O maior terremoto já registrado ao longo do tempo foi o Grande Terremoto do Chile em 1960 atingindo 9.5 na escala Richter; em seguida o da Indonésia em 2004, registrando 9.3 na mesma escala.

~ Observação sobre um epicentro ~

Geralmente a zona em redor do epicentro é normalmente a mais afetada por um abalo sísmico. Todavia, isso nem sempre é verdadeiro, principalmente se este ponto se localizar no mar ou em zonas desabitadas e o sismo não provocar estragos.

~ Registro de um terremoto ~

Registro de un terremoto

Um sismógrafo produz este registro de um terremoto californiano que media 5,5 na escala Richter.

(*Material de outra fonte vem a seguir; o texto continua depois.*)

PR #2705, opened 2020-03-19
Add new authentication class with SSO email user ID support

reupen:
### Description of change

This adds a new Django Rest Framework authentication class (that uses OAuth token introspection with Staff SSO). This will eventually replace the currently used authentication class provided by Django OAuth Toolkit.

For further background [have a look at this document](https://docs.google.com/document/d/1n6aQXXyfX8auecUnF4dqQaX8-QJUgAhPwsbnkq0NobM).

The main reason for the new class to help us migrate to using the SSO email user ID to link advisers in Data Hub with users in Staff SSO.

Some behaviour of the new class:

- The new class has support for looking up advisers using the unique SSO email user ID rather than the user's primary application email address. It also contains some migration logic for users that do not have an SSO email user ID set.

- The new class also uses Redis to cache introspected access tokens rather than a Django model.

- The new class does not automatically create stub users at present. This will hopefully not be needed if a better add adviser flow is added to the admin site.

- The new class doesn't bother with OAuth scopes, as we no longer need them with machine-to-machine endpoints (that don't involve a user) now using Hawk.

The new class is disabled by default until further related functionality is also added. However, it can be enabled using the `STAFF_SSO_USE_NEW_INTROSPECTION_LOGIC` setting.

This is deployed to the UAT environment (with `STAFF_SSO_USE_NEW_INTROSPECTION_LOGIC=True`) so it can be tested there. (Testing locally with a real Staff SSO instance is more difficult, but if you'd like to, let me know and I'll try and help.)

[This is the main part of the equivalent code in Django OAuth Toolkit](https://github.com/jazzband/django-oauth-toolkit/blob/fd0a0d8a260f9ca41785d26a03925811c9462ad2/oauth2_provider/oauth2_validators.py#L271-L382) if you'd like to compare.

### Checklist

  <details>
  
  </details>
  
  <details>
  
  </details>

### General points

<details>

</details>

### DIFF
--- a/datahub/oauth/auth.py
+++ b/datahub/oauth/auth.py
@@ -1,0 +1,134 @@
+import time
+from logging import getLogger
+
+from django.conf import settings
+from django.core.cache import cache
+from rest_framework.authentication import BaseAuthentication
+from rest_framework.exceptions import AuthenticationFailed
+
+from datahub.company.models import Advisor
+from datahub.oauth.sso_api_client import introspect_token, SSORequestError, SSOTokenDoesNotExist
+
+NO_CREDENTIALS_MESSAGE = 'Authentication credentials were not provided.'
+INCORRECT_CREDENTIALS_MESSAGE = 'Incorrect authentication credentials.'
+INCORRECT_SCHEME = 'Incorrect authentication scheme.'
+INVALID_CREDENTIALS_MESSAGE = 'Invalid authentication credentials.'
+
+
+logger = getLogger(__name__)
+
+
+class SSOIntrospectionAuthentication(BaseAuthentication):
+    """OAuth token introspection (RFC 7662) authentication class, with Staff SSO extensions."""
+
+    def authenticate_header(self, request):
+        """
+        The value for the WWW-Authenticate for when credentials aren't provided.
+
+        This returns the same value as django-oauth-toolkit.
+        """
+        return 'Bearer realm="api"'
+
+    def authenticate(self, request):
+        """
+        Authenticate the user using token introspection.
+
+        This first checks if the token is cached. If it's not cached, the token is looked
+        up in Staff SSO. An adviser is then looked up using the retrieved token data.
+        """
+        try:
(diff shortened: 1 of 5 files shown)


datahub/oauth/auth.py
```diff
@@ -0,0 +1,134 @@
...
+    This first checks the cache, and falls back to querying Staff SSO if the token isn't cached.
+    """
+    cache_key = f'access_token:{token}'
+    cached_token_data = cache.get(cache_key)
+
+    if cached_token_data:
+        return cached_token_data
+
+    try:
+        token_data = introspect_token(token)
```
elcct: I wonder if we could cache invalid token somehow, so that a repeated request, that cannot be authenticated, wouldn't cause service congestion by triggering subsequent introspection calls.

reupen: Good thinking. But, I think:

- the previous implementation wasn't doing that
- it might open up the possibility of someone requesting lots of different tokens and filling up Redis
- if there's a temporary problem with Staff SSO, we might end up caching that

datahub/oauth/auth.py
```diff
@@ -0,0 +1,134 @@
...
+
+    # No match on sso_email_user_id – fall back to looking up using the email field
+    # TODO: Remove the below logic once active users have sso_email_user_id set
+    try:
+        # Note: The email field uses CICharField so this lookup is case-insensitive
+        adviser = _get_adviser(email=username, sso_email_user_id__isnull=True)
+    except Advisor.DoesNotExist:
+        return None
+
+    adviser.sso_email_user_id = sso_email_user_id
```
currycoder: Could it be better to not call `save()` here when the adviser was retrieved with their `sso_email_user_id`?  My understanding is that there's no value to update the field in this case.

reupen: There's a return on line 111, so (if I've understood the point correctly) that shouldn't happen. Open to any suggestions to make that clearer...

PR #2737, opened 2020-03-30
Record user event on introspection in SSOIntrospectionAuthentication

reupen:
### Description of change

This updates `SSOIntrospectionAuthentication` to create a `UserEvent` whenever an SSO access token introspection occurs.

This is for reporting needs (where reports were previously inferring this information from `AccessToken` objects).

It also makes some minor changes to the `ModelAdmin` configuration for `UserEvent`.

I'd recommend reviewing the commits individually.

### Checklist

  <details>
  
  </details>
  
  <details>
  
  </details>

### General points

<details>

</details>

### DIFF
--- a/datahub/oauth/auth.py
+++ b/datahub/oauth/auth.py
@@ -1,5 +1,6 @@
 import time
 from logging import getLogger
+from typing import Optional, Tuple
 
 from django.conf import settings
 from django.core.cache import cache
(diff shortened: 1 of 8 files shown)


datahub/oauth/auth.py
```diff
@@ -49,52 +52,59 @@ def authenticate(self, request):
...
     This first checks the cache, and falls back to querying Staff SSO if the token isn't cached.
+
+    :returns: a 2-tuple of: (token data, was the token cached)
     """
     cache_key = f'access_token:{token}'
     cached_token_data = cache.get(cache_key)
 
     if cached_token_data:
-        return cached_token_data
+        return cached_token_data, True
```
alixedi: Given that the boolean is True in one case only and False otherwise, can we not call `record_user_event ` here and perhaps return the token only?

reupen: `record_user_event()` requires an adviser object which hasn't been looked up at this point. So the only way to do that would be to do the adviser look-up here and is-active check at both return points which would create a more confusing flow IMO (currently it is pretty much sequential).

PR #2749, opened 2020-04-02
Allow clients of interactions to set page size

samuelhwilliams:
### Description of change
In data-flow, we scrape interactions from this API every morning -
approx 3 mil records as it stands currently. At the moment, this is
paginated in groups of 100 records at a time, which obviously results in
a significant amount of requests. By increasing page size we hope to
make the task generally run faster. At the moment each request seems to
take around 0.1s, so increasing page size by a factor of 10 should be
fine. A factor of 100 should be manageable, though we don't intend to
use that as a client yet.

### Checklist

  <details>
  
  </details>
  
  <details>
  
  </details>

### General points

<details>

</details>

### DIFF
--- a/changelog/interactions-endpoint-page-size.api.md
+++ b/changelog/interactions-endpoint-page-size.api.md
@@ -1,0 +1,1 @@
+`GET /v4/dataset/*`: enabled a `page_size` parameter that allows clients to change the default page size from 100, up to a maximum of 10,000.
--- a/datahub/dataset/core/pagination.py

O dedo assinala fortes oscilações no sismograma criado pela ponta do sismógrafo, desenhado para responder a vibrações verticais ou horizontais — mas não ambas ao mesmo tempo. O instrumento não pode registrar ambos os tipos de ondas porque sua orientação é diferente e requer sistemas de balanceamentos separados.

Os sismógrafos são instrumentos utilizados para registrar a hora, a duração e a amplitude de vibrações dentro da Terra e do solo.

Eles são formados por um corpo pesado pendente a uma mola, que é presa a um braço de um suporte preso num leito de rocha. Se a crosta terrestre é abalada por um terremoto, o cilindro se move e o pêndulo, pela inércia, se mantém imóvel e registra em um papel fotográfico as vibrações do solo.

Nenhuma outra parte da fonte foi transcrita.